For the next two hours the captain leading the Civil Guard battalion attempted to dislodge the guerrillas with inconclusive flanking maneuvers. His artillery observer was either incompetent or the field command post of the province military headquarters would not let him adjust the fire, because the occasional salvos he called for landed behind the guerrillas rather than on their foxhole line. The maneuvering ended shortly before 10:00 A.M. when the captain was wounded slightly in the leg.

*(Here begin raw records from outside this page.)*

PR #14097, opened 2025-08-04
ZJIT: Remove passing tests from exclusions

st0012:


test/.excludes-zjit/TestTimeout.rb
```diff
@@ -1,3 +1 @@
-exclude(:test_timeout, 'Test hangs with ZJIT')
```
k0kubun: It doesn't seem to be passing on the CI.

st0012: Hmm interesting it was passing in [the previous run](https://github.com/ruby/ruby/actions/runs/16730475848/job/47357055918)

test/.excludes-zjit/TestTimeout.rb
```diff
@@ -1,3 +1,2 @@
 exclude(:test_timeout, 'Test hangs with ZJIT')
-exclude(:test_nested_timeout, 'Test hangs with ZJIT')
-exclude(:test_nested_timeout_error_identity, 'Test hangs with ZJIT')
```
k0kubun: This is also failing the CI.

test/.excludes-zjit/TestThread.rb
```diff
@@ -1,2 +0,0 @@
-exclude(:test_switch_while_busy_loop, 'Test hangs with ZJIT')
```
k0kubun, line 1: This failed too https://github.com/ruby/ruby/actions/runs/16733873773/job/47368171297?pr=14097. 

When you file a PR that enables more test-all test cases next time, could you consider marking the PR ready for review after both test-all jobs (x86_64 and arm64) pass on the CI? It seems like the CI produces different results from your local environment.

st0012: Sorry, It's been removed and both are passing now.
In my last push before changing the PR status the CI [failed with 1 failure](https://github.com/ruby/ruby/actions/runs/16731180401/job/47359364529), so I naively assumed if I added it back it'd be passing 😕

k0kubun (approved):

test/.excludes-zjit/TestThread.rb
k0kubun: I think this should have been addressed. The last job on this PR passed it, but it didn't once, so it means it still randomly fails.

Since the CI right after the merge failed it https://github.com/ruby/ruby/actions/runs/16735509694/job/47373381258, I don't think we should enable this test yet. I'll revert this part of the PR.

k0kubun: disabled that test again https://github.com/ruby/ruby/commit/591849a1a565e2177bee82bee8d0118a7c48eaa9

k0kubun: The other test failed too after disabling it. Disabled that one too https://github.com/ruby/ruby/commit/196155812be09fdc4c36f8d7d6d1fbc69948765c.

st0012: Apology and thanks for adding them back 🙏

Vann did not know about the fight at the southern tree line until it had almost ended. Maj. Lam Quang Tho, the Dinh Tuong Province chief, who was in charge of these provincial forces and who was theoretically functioning as one of Dam’s regimental commanders for the operation, did not bother to inform Dam that it was occurring. Tho was the man whom Diem had also made commander of the armor regiment at My Tho as additional anticoup insurance because his family was among the landowning class of the Delta who had allied themselves with the Ngo Dinhs. Tho did not order his second Civil Guard battalion to hurry to the assistance of the first once the shooting started, so that they could attack together, nor did he do anything to correct the faulty artillery after an American lieutenant accompanying the Civil Guards borrowed a radio to warn him about it. He did not come forward to organize an assault himself, although the scene of the action was less than a two-mile walk from the main road to the south where he had set up his field headquarters. After the casualties reached eight killed and fourteen wounded and the Civil Guard captain was hit in the leg, he did what was normal for a Saigon commander: he asked someone else to fight his war. He radioed a request to Dam to land the two infantry companies Dam was holding at Tan Hiep airstrip as a division reserve in the rice fields behind the southern tree line. Theoretically, dropping the reserve in their rear would force the guerrillas to abandon their positions. Tho did not realize it would also mean landi
ng troops in the open paddies in front of the western tree line of Bac where the rest of the guerrilla regulars were waiting in the foxholes dug into the irrigation dike.
Vann was in an L-19 north of Tan Thoi, following the movements of the third company of the division battalion which had landed ten minutes before, when Ziegler came up on the radio from the command-post tent at the airstrip. He described Tho’s request and said that Dam wanted Vann to fly down to Bac and select a landing site for the reserve. Vann was suspicious of Bac as soon as he saw the hamlet. It occurred to him that the guerrillas opposing the Civil Guards from the southern tree line might be part of a larger force that had retreated ahead of the advancing provincial troops. If so, Bac would be the logical assembly area for them. For the next fifteen minutes he searched the hamlet and the tree lines around it from the backseat of the spotter plane. The Army pilot up front slid the little aircraft back and forth in wide swoops at an altitude of a few hundred feet with the grace of a hawk riding a strong current of air. Occasionally, when Vann requested it, the pilot would shove the throttle forward and nose the plane down for a high-speed pass right over the trees.